American video game developer

OtherSide Entertainment, Inc. is an American video game developer based in Boston, Massachusetts, founded in 2013 by Looking Glass Studios co-founder Paul Neurath. In June 2016, the company opened a second studio in Austin, Texas, led by Warren Spector. OtherSide developed Underworld Ascendant (2018), a spiritual successor to Looking Glass's Ultima Underworld series, and is developing a new intellectual property. They were acquired by Aonic.

== History ==
Prior to OtherSide, Paul Neurath had been a video game designer for Origin Systems and in 1990 founded Blue Sky Productions, which would later become Looking Glass Studios. Looking Glass developed numerous games that are considered highly influential on computer gaming, including System Shock and its sequel, the Ultima Underworld series, and the Thief series. Neurath had been the principal designer for the Ultima Underworld series. Following the closure of Looking Glass in 2000 and later the Boston offices of Zynga in 2012, Neurath opted to found OtherSide Entertainment (originally named Cerulean Sky Productions) in 2013, to bring the Underworld series to modern gaming. The studio includes many former Looking Glass developers, including Nate Wells and Tim Stellmach. The studio name "OtherSide" is a play on the name "Looking Glass".

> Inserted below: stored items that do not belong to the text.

PR #131, opened 2025-08-20
Jakub Ptak zadanie 2

ptakj:
Sorry for being late, I`ve encountered some PrismaClient problems that took much more time that it suposed to.


Leadman5555 (changes requested):
Three things:

1. Stop force pushing.
2. I've already told you before, to name your commits appropriately - if you continue to name all of them the same way, I will not accept your PRs. Please refer to the provided commit naming guide (linked in the course readme)
3. The task is not done according to the instructions - you are missing several requirements. Please reread the instructions and send a fixed version.

Leadman5555 (changes requested):
Three things:

1. Stop force pushing.
2. I've already told you before, to name your commits appropriately - if you continue to name all of them the same way, I will not accept your PRs. Please refer to the provided commit naming guide (linked in the course readme)
3. The task is not done according to the instructions - you are missing several requirements. Please reread the instructions and send a fixed version.

baza.png
Leadman5555, line 1: In the future, send images like this in the PR description. No need to put in into the code.

prisma/schema.prisma
```diff
@@ -0,0 +1,47 @@
...
+  trip_id Int
+  gender  Gender
+  trip  Trip  @relation(fields: [trip_id], references: [id])
+}
+
+model Trip {
+  id    Int     @default(autoincrement()) @id
+  date   DateTime
+  location  String
+  duration Int
```
Leadman5555: The `duration` field is a bit ambiguous. If I understand it correctly, it should mean something along the lines of "how many days does a trip last". But still, it's not intuitive. Replace it with an `endDate` field. Also, rename `date` to `startDate`

prisma/schema.prisma
```diff
@@ -0,0 +1,47 @@
...
+  participant Participant[]  
+  expense     Expense[] 
+}
+
+model Expense {
+  id    Int     @default(autoincrement()) @id
+  daily_price   Float
+  trip_id  Int
+  discount Boolean?
```
Leadman5555: I'm not sure what does the `discount` field represent. Could you explain it in the reply to this comment?

prisma/seed.ts
```diff
@@ -0,0 +1,44 @@
...
+      duration: 10,
+    },
+  });
+
+  const part = await prisma.participant.create({
+    data: {
+      name: "Jan",
+      surname: "Kowalski",
+      age: 25,
+      gender: "M",
```
Leadman5555: Use the `Gender` enum here. That's their point - to remove hardcoded constant values.

prisma/seed.ts
```diff
@@ -0,0 +1,44 @@
...
+  });
+}
+
+main()
+  .then(async () => {
+    await prisma.$disconnect();
+  })
+  .catch(async (e) => {
+    console.error(e);
+    await prisma.$disconnect();
```
Leadman5555, line 42: This, in stark contrast to the implementations of other people, actually is correct 👍 . However, there is a cleaner way to do the same thing. See the `process.exitCode` property - you don't need to manually call the `exit()` method then and can move the `disconnect()` call to a "finally" block

Leadman5555 (changes requested):
Several minor issues with the schema columns. There is one question in the comments, be sure to answer it 👍

Leadman5555:
image

There is not need to do all that 🤣 .  As I've mentioned time and time again, before chapter with tests, you can simple outright delete the test files.

prisma/schema.prisma
ptakj: Often company provides constant percentage discount, so only thing that we need to storage in DB is presence or absence of that discount. On top of that it is a way to add Boolean field to DB and use required optional field.

Leadman5555: Alright, I understand what you mean. Although, `discount = true` means there is one, `discount = false` means there is not, so what does `discount = null` mean? I'd assume null and false have the same meaning, but that's not really intuitive. But since we do need an optional field or two, I'd suggest the following changes:
- make the `discount` required
- make Participant `age` or `gender` optional

prisma/seed.ts
```diff
@@ -0,0 +1,47 @@
...
+      discount: true,
+    },
+  });
+}
+
+main()
+  .then(async () => {
+    await prisma.$disconnect();
+  })
+  .catch(async (e) => {
```
Leadman5555, line 37: This is not really what I meant by my previous comment - the new version looks ugly 😢.  There is no need to guard the `disconnect` too.
I meant something along the lines of:
```ts
main()
  .catch(async (e) => {
    console.error(e);
    process.exitCode = 1;
  }).finally(async () => {
    await prisma.$disconnect();
});
```
It's a cleaner solution 👍

prisma/schema.prisma
```diff
@@ -0,0 +1,47 @@
...
+  provider = "postgresql"
+  url      = env("DATABASE_URL")
+}
+
+model Participant {
+  id    Int     @default(autoincrement()) @id
+  name String  
+  surname  String
+  age Int
+  trip_id Int
```
Leadman5555: We are mixing the naming case. Some columns are in camelCase (`endDate`, `startDate`), some are in snake_case (`daily_price`, `trid_id`). Is it an code bug? No. But we should stick to one convention. Either use snake_case in all fields or camelCase - your choice, but choose one and use it.

src/database/database.controller.ts
```diff
@@ -0,0 +1,24 @@
+import { Controller, Get } from "@nestjs/common";
+import { Expense, Participant, Trip } from "@prisma/client";
+
+import { DatabaseService } from "./database.service";
+
+@Controller("database")
+export class DatabaseController {
+  constructor(private prisma: DatabaseService) {}
+
+  @Get("/Trip")
```
Leadman5555, line 16: Change the URI in all endpoints to lowercase. When dealing with URI, the usual convention is for them to in kebab-case

src/database/database.controller.ts
```diff
@@ -0,0 +1,24 @@
+import { Controller, Get } from "@nestjs/common";
+import { Expense, Participant, Trip } from "@prisma/client";
+
+import { DatabaseService } from "./database.service";
+
+@Controller("database")
+export class DatabaseController {
+  constructor(private prisma: DatabaseService) {}
```
Leadman5555, line 8: Let's not mix different app layers (web and persistence). It has been, or should have been, mentioned in the 3rd chapter of the course (last week one). Create a TripService and move the database calls there.

src/database/database.controller.ts
```diff
@@ -0,0 +1,24 @@
+import { Controller, Get } from "@nestjs/common";
+import { Expense, Participant, Trip } from "@prisma/client";
+
+import { DatabaseService } from "./database.service";
+
+@Controller("database")
```
Leadman5555, line 6: There should be a separate controller per resource

Leadman5555 (changes requested):
Some minor fixes to do. As for the CRUD part, I know that it is mainly done in the 3rd task, not the 2nd one, but since you started, you might as well do it properly - it will mean less work in the next task for you 👍

Leadman5555 (approved):

PR #136, opened 2025-08-23
Dominik dabrowski 2

DominikDab341:


Leadman5555:
Why are we trying to merge into the `main` branch again? I'll change it for you this time, but please remember to choose the correct target yourself

prisma/schema.prisma
```diff
@@ -0,0 +1,62 @@
...
+  provider = "postgresql"
+  url      = env("DATABASE_URL")
+}
+
+enum Role {
+  member
+  organizer
+}
+
+enum ExpenseType {
```
Leadman5555, line 21: Enum naming. By convention, enums are nearly always written in full caps lock snake case (that is: MY_ENUM). It's mostly due to "tradition" - in C all constants were defined in this way. Thus, whenever someone sees a variable like "STATUS_COMPLETED", they are likely to think that it's an constant/enum. It's not a big mistake to name them differently, but the convention is so common that it just feels unusual. Just change them all to the correct case

prisma/schema.prisma
```diff
@@ -0,0 +1,62 @@
...
+generator client {
+  provider = "prisma-client-js"
+}
+
+datasource db {
+  provider = "postgresql"
+  url      = env("DATABASE_URL")
+}
+
+enum Role {
```
Leadman5555, line 16: Same thing here. Change the case

prisma/schema.prisma
```diff
@@ -0,0 +1,62 @@
...
+
+
+}
+
+model Expense {
+  expense_id   Int         @id @default(autoincrement())
+  trip_id      Int
+  trip         Trip        @relation(fields: [trip_id], references: [trip_id])
+  expense_type ExpenseType
+  expense_date DateTime    @db.Date
```
Leadman5555: With money-related matters, it's usually better to be more detailed than not. Using the `@db.Date` you narrow the type down to just `DATE` (without the time part). While might be a suitable approach with the trip dates, when dealing with expenses, we should be more detailed. Simply remove the restriction and the column should map to `TIMESTAMP` instead of `DATE`

Leadman5555 (changes requested):
Very minor changes to make. Incidentally, you were the only person so far to using the column restrictions in the schema - and it's a good thing that you did 👍 .
When you fix the enum case and `expense_date` type, you can merge the PR - I trust that your fixes will not need a second review

Leadman5555:
image

As for the failing checks, you can actually see what failed in detail. When pushing the fixes, run prettier locally before committing. You can remove the failing test for now, tests are not required until later on in the course

Leadman5555 (changes requested):
I think you misunderstood me. I wrote about changing the case of the enum values. Which is , for example "food" -> "FOOD". Not the enum name itself. Revert the name to what they were (Role, ExpenseType), and change the values. After all, they are the constants.

DominikDab341:
I will change it, sorry about that. I have a question regarding the tests: are they failing because GitHub doesn’t see the PostgreSQL DATABASE_URL? And how can I fix this properly?

Leadman5555:
Well, the `DATABASE_URL` is read from the environment variables. There is no .env file to inject from and there are no variables specified in the workflow either. Even it there was a `DATABASE_URL` variable present, is there any database to connect to? Workflow run in an isolated environment and since there is no database service added there, there is no database to possibly connect to.
The tests fail not because of your code but because the CI is not supporting database connection **yet**. It will be changed when we get to the testing chapter of the course, so don't worry about it for now.

PR #139, opened 2025-08-24
Hubert drewlo - task 3

Drewienkopl:
I have made fixes according to what was pointed out and everything should now be good.

swaggerWorks
swaggerWorks2
swaggerWorks3
swaggerWorks4
swaggerWorks5
swaggerWorks6
swaggerWorks7


Leadman5555:
You need to finish part 2 first before starting part 3.

Leadman5555:
> You need to finish part 2 first before starting part 3.

That is: #102

src/expense/dto/create-expense.dto.ts
```diff
@@ -0,0 +1,39 @@
...
+  @IsPositive()
+  amount!: number;
+
+  @ApiProperty({ enum: ExpenseCategory, enumName: "ExpenseCategory" })
+  @IsEnum(ExpenseCategory)
+  category!: ExpenseCategory;
+
+  @ApiProperty({ required: false, example: "Train tickets" })
+  @IsOptional()
+  @ApiPropertyOptional()
```
Leadman5555: Stacking both `@ApiPropertyOptional` and `@ApiProperty` makes the autogenerated definition behave in a weird way. Choose only one of them. Also, your linter should have warned you about it

src/expense/expense.controller.ts
```diff
@@ -0,0 +1,62 @@
...
+  }
+
+  @Post()
+  @ApiOperation({ summary: "Create a new expense" })
+  @ApiCreatedResponse({ description: "Created expense" })
+  async create(@Body() dto: CreateExpenseDto) {
+    return this.service.create(dto);
+  }
+
+  @Patch(":id")
```
Leadman5555, line 55: You are missing the operation tags for Swagger. Add them to **every** controller endpoint. Include the following two fields:
- summary
- return value schema

src/expense/expense.service.ts
```diff
@@ -0,0 +1,76 @@
...
+    if (item === null) {
+      throw new NotFoundException("Expense not found");
+    }
+    return item;
+  }
+
+  async create(dto: CreateExpenseDto) {
+    return this.prisma.expense.create({
+      data: {
+        participantId: dto.participantId,
```
Leadman5555, line 40: What if the participant of the given Id does not exist? We need to check that first

src/expense/expense.service.ts
```diff
@@ -0,0 +1,76 @@
...
+
+  async update(id: number, dto: UpdateExpenseDto) {
+    await this.ensureExists(id);
+    return this.prisma.expense.update({
+      where: { id },
+      data: {
+        amount: dto.amount,
+        category: dto.category,
+        note: dto.note,
+        participantId: dto.participantId,
```
Leadman5555, line 74: Same thing here

src/expense/expense.controller.ts
```diff
@@ -0,0 +1,62 @@
...
+  @ApiOkResponse({ description: "Updated expense" })
```
Leadman5555, line 57: Is 200 the only possible return code you can get here? After changing the service methods as requested, think what other codes should go here. Of course, omit the 500

src/participant/dto/create-participant.dto.ts
```diff
@@ -0,0 +1,37 @@
+import { ParticipantRole } from "@prisma/client";
+import { IsEmail, IsEnum, IsInt, IsOptional, IsString } from "class-validator";
+
+import { ApiProperty, ApiPropertyOptional } from "@nestjs/swagger";
+
+export class CreateParticipantDto {
```
Leadman5555, line 6: Same here. Fix the ApiProperty decorators

src/participant/dto/create-participant.dto.ts
```diff
@@ -0,0 +1,37 @@
...
+  @ApiProperty({ example: "Marek" })
+  @IsString()
+  name!: string;
```
Leadman5555: Quick question, what is the exclamation mark (!) doing here? First of all, it might be treated like a normal character here. And even if it were not, it should not be here.
Overall, the only place you should use the non-null operator is when you are 100% sure that the value is not nullish, you have checked it, but the linter still does not understand it - such situations happen. And even then, you should think twice whether the linter really is wrong.

src/participant/participant.controller.ts
```diff
@@ -0,0 +1,62 @@
...
+  ApiTags,
+} from "@nestjs/swagger";
+
+import { CreateParticipantDto } from "./dto/create-participant.dto";
+import { UpdateParticipantDto } from "./dto/update-participant.dto";
+import { ParticipantService } from "./participant.service";
+
+@ApiTags("participants")
+@Controller("participants")
+export class ParticipantController {
```
Leadman5555, line 26: Same things to fix as in the previous controller

src/trip/trip.controller.ts
```diff
@@ -0,0 +1,30 @@
...
+  @ApiOkResponse({ description: "List of trips" })
+  async getAllTrips() {
+    return this.tripService.getAllTrips();
+  }
+
+  @Post()
+  @ApiOperation({ summary: "Create a new trip" })
+  @ApiOkResponse({ description: "The created trip" })
+  async createTrip(
+    @Body() body: { name: string; startDate: string; budget?: number },
```
Leadman5555: Replace this with a proper DTO.

Leadman5555 (changes requested):
A few things to fix here. Details in comments

Leadman5555 (approved):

In February 2016, Warren Spector joined OtherSide as its studio director. Spector had been advising the studio since its creation, and stated that he would establish and lead an Austin, Texas, studio for OtherSide by June that year.

Hasbro revealed at its February 2021 Investor Event that it was working with the studio in the "longer term". In March 2022, Spector stated that the studio was working on a Dungeons & Dragons game with Hasbro subsidiary Wizards of the Coast. Jason Schreier, Bloomberg News, commented that the cancellation of multiple unnamed video game projects by Wizards of the Coast in January 2023 led to a small layoff at the company and that "the reorganization will land hard for several independent studios such as Boston-based OtherSide Entertainment and Bellevue, Washington-based Hidden Path Entertainment, both of which were working on games for Wizards of the Coast".

== Games ==
OtherSide was founded initially to create a sequel to Ultima Underworld, titled Underworld Ascendant. Neurath, as the designer for Ultima Underworld, wanted to bring back the Underworld franchise, "making it more vital than ever before".

In December 2015, OtherSide announced that it was also working on System Shock 3, with it set to be published by Starbreeze Studios. Having made a deal with the owners of the System Shock franchise, Nightdive Studios, Otherside intended to develop both the long awaited sequel and potentially further titles in the series. However, in February 2019 due to financial troubles, Starbreeze sold the distribution rights back to Nightdive, dropping out of the development and funding for System Shock 3.

In May 2020, OtherSide confirmed that Tencent obtained the rights to develop future System Shock titles. However, Spector affirmed that OtherSide is still involved in its development alongside Tencent.

In March 2022, Spector stated that System Shock 3 is not being developed by OtherSide. It remains to be seen if the game is canceled. They also confirmed that they are working on a new IP. In November 2022, the name of the IP was revealed as Argos: Riders on the Storm.

In January 2023, It was reported a Dungeons and Dragons game being developed by OtherSide was canceled.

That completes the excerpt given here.